(Collection entries)
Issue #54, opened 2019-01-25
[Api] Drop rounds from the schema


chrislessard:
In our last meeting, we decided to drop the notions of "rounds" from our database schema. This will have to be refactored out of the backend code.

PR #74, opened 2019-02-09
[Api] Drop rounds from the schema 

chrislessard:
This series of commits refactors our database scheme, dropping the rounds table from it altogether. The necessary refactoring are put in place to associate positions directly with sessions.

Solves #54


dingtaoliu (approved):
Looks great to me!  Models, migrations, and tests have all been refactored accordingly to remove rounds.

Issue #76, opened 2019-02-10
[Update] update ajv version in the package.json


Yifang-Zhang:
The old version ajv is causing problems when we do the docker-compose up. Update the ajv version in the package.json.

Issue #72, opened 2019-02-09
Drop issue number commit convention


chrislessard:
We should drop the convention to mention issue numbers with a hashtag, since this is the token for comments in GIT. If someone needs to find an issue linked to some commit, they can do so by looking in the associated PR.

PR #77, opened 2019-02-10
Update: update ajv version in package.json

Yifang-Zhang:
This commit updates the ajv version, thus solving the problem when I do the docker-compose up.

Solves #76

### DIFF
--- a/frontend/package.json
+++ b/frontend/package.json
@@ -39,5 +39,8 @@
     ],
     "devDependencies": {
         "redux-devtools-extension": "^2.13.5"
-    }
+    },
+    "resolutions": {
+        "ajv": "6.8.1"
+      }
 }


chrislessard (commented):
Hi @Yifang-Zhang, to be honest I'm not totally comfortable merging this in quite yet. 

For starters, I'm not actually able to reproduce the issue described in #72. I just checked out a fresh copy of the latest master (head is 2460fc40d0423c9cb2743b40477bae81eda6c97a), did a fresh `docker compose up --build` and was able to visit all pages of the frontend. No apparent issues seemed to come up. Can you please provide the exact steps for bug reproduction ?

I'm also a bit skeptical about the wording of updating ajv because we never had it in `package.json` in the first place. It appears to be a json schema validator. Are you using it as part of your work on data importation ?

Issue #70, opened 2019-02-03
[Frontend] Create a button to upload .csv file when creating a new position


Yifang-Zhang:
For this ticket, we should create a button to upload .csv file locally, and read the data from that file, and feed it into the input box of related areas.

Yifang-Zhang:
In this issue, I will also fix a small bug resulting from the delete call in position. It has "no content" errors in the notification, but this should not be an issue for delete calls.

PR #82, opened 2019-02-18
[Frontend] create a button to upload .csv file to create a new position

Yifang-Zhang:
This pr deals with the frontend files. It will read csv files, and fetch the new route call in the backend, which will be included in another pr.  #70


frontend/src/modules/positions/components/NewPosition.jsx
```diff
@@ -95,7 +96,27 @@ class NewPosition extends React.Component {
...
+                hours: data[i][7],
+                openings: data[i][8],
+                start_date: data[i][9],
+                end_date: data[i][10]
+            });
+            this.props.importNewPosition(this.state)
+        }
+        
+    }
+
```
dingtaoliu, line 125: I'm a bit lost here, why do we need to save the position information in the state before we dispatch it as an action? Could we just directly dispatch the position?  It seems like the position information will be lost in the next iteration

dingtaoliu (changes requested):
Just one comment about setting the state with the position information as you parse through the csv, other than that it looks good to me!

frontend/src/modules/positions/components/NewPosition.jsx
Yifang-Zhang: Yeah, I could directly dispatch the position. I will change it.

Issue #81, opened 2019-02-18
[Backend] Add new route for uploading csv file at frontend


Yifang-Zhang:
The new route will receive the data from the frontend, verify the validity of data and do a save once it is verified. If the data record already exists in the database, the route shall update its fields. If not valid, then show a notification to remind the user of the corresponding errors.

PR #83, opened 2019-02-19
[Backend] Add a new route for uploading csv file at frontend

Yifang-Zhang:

...

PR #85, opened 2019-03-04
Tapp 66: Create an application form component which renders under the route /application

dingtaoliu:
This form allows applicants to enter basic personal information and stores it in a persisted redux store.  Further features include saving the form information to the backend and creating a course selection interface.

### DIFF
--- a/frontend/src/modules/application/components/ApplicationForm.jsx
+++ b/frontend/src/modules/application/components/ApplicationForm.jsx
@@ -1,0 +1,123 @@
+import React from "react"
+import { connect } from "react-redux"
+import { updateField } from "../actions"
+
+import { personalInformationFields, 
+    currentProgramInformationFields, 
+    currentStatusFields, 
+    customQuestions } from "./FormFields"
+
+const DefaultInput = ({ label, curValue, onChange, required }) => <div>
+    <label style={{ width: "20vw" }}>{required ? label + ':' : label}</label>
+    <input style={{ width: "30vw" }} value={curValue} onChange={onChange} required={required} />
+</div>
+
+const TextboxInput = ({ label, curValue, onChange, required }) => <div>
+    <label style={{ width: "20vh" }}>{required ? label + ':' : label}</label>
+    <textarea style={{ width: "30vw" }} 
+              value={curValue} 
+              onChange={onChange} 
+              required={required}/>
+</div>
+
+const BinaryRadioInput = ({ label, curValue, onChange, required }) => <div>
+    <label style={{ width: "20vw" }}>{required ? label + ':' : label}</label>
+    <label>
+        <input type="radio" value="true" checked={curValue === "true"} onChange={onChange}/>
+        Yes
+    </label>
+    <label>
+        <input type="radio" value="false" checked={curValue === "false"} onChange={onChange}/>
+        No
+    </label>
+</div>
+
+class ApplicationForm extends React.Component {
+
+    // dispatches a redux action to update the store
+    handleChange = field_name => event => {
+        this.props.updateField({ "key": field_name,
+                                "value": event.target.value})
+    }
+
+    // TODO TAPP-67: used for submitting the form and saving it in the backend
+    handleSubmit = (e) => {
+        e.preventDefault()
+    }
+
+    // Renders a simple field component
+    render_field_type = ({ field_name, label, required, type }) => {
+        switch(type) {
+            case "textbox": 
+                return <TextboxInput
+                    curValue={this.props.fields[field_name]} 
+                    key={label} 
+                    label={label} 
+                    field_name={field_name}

==

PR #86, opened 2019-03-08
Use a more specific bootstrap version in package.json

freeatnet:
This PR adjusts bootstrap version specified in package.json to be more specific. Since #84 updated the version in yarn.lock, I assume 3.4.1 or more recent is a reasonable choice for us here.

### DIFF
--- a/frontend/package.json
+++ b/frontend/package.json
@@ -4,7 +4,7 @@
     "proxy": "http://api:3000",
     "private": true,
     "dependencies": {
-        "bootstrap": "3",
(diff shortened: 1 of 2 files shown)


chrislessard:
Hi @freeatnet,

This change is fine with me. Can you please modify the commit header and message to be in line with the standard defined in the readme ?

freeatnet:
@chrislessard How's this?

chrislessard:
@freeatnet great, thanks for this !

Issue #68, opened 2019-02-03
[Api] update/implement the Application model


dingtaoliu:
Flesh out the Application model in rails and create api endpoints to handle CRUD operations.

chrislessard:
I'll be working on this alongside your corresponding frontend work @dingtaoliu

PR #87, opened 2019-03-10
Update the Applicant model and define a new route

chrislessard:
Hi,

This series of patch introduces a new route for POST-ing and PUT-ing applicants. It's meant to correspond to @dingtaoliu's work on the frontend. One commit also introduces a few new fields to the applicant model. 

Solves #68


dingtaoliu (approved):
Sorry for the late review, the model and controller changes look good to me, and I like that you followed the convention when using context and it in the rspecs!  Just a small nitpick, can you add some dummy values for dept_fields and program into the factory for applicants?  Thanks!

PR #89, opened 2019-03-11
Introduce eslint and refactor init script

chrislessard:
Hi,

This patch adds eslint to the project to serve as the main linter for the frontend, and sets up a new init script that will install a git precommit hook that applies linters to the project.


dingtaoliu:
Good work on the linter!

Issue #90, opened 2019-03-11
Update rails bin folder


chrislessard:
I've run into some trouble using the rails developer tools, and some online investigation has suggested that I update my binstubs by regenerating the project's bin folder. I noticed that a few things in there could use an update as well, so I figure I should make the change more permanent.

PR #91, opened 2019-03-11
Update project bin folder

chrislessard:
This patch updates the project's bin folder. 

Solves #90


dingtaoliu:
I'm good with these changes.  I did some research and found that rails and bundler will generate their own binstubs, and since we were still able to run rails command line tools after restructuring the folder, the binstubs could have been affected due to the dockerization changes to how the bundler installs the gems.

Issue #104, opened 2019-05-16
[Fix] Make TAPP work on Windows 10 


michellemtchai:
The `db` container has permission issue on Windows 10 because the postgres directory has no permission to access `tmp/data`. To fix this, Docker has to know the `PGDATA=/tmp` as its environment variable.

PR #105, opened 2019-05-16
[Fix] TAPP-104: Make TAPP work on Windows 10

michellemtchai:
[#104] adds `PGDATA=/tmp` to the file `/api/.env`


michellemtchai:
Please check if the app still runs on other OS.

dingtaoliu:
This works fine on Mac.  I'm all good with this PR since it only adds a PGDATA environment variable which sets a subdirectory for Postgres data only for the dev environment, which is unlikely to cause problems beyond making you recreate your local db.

■ Problem to solve
Find the word "class" in the entries. Copy each line that holds it.

■ Task response
@@ -95,7 +96,27 @@ class NewPosition extends React.Component {
+class ApplicationForm extends React.Component {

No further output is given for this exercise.